• **ACTION ITEM**
Retype each record exactly.

• **SUPPLIED MATERIAL**
PR #4875, opened 2025-01-20
connectors: Add hint about merging set cookie headers

ztefanie:
## Description

Added hint about new feature of grouping headers

## PR Checklist

### DIFF
--- a/docs/components/connectors/protocol/rest.md
+++ b/docs/components/connectors/protocol/rest.md
@@ -234,6 +234,10 @@ The following fields are available in the `response` variable:
 Starting from version 8.7.0, the REST Connector supports storing the response as a document. See additional details and limitations in [document handling](/components/concepts/document-handling.md).
 :::
 
+:::note
+If your endpoint returns multiple Set-Cookie headers and you need to capture all of them, set `groupSetCookieHeaders` to `true` to aggregate them into a list.
+:::
+
 ## Output mapping
 
 ### Result variable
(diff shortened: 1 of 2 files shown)


docs/components/connectors/protocol/rest.md
```diff
@@ -234,6 +234,10 @@ The following fields are available in the `response` variable:
 Starting from version 8.7.0, the REST Connector supports storing the response as a document. See additional details and limitations in [document handling](/components/concepts/document-handling.md).
 :::
 
+:::note
+If your endpoint returns multiple Set-Cookie headers and you need to capture all of them, set `groupSetCookieHeaders` to `true` to aggregate them into a list.
+:::
```
johnBgood, line 239: Maybe can we show the returned list as an example (this would help customers figure out the separator we used etc)

johnBgood (approved):

docs/components/connectors/protocol/rest.md
ztefanie: @johnBgood I am not sure if this is really needed as this is like all lists in FEEL, so this should be covered here: https://docs.camunda.io/docs/components/modeler/feel/language-guide/feel-list-expressions/

Or did you mean something else?

johnBgood: Oh, I thought we return a `String` with the values separated by `;` 
If it's a real list, then all good 👍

• **WRITTEN RESPONSE**
PR #4875, opened 2025-01-20
connectors: Add hint about merging set cookie headers

ztefanie:
## Description

Added hint about new feature of grouping headers

## PR Checklist

### DIFF
--- a/docs/components/connectors/protocol/rest.md
+++ b/docs/components/connectors/protocol/rest.md
@@ -234,6 +234,10 @@ The following fields are available in the `response` variable:
 Starting from version 8.7.0, the REST Connector supports storing the response as a document. See additional details and limitations in [document handling](/components/concepts/document-handling.md).
 :::
 
+:::note
+If your endpoint returns multiple Set-Cookie headers and you need to capture all of them, set `groupSetCookieHeaders` to `true` to aggregate them into a list.
+:::
+
 ## Output mapping
 
 ### Result variable
(diff shortened: 1 of 2 files shown)


docs/components/connectors/protocol/rest.md
```diff
@@ -234,6 +234,10 @@ The following fields are available in the `response` variable:
 Starting from version 8.7.0, the REST Connector supports storing the response as a document. See additional details and limitations in [document handling](/components/concepts/document-handling.md).
 :::
 
+:::note
+If your endpoint returns multiple Set-Cookie headers and you need to capture all of them, set `groupSetCookieHeaders` to `true` to aggregate them into a list.
+:::
```
johnBgood, line 239: Maybe can we show the returned list as an example (this would help customers figure out the separator we used etc)

johnBgood (approved):

docs/components/connectors/protocol/rest.md
ztefanie: @johnBgood I am not sure if this is really needed as this is like all lists in FEEL, so this should be covered here: https://docs.camunda.io/docs/components/modeler/feel/language-guide/feel-list-expressions/

Or did you mean something else?

johnBgood: Oh, I thought we return a `String` with the values separated by `;` 
If it's a real list, then all good 👍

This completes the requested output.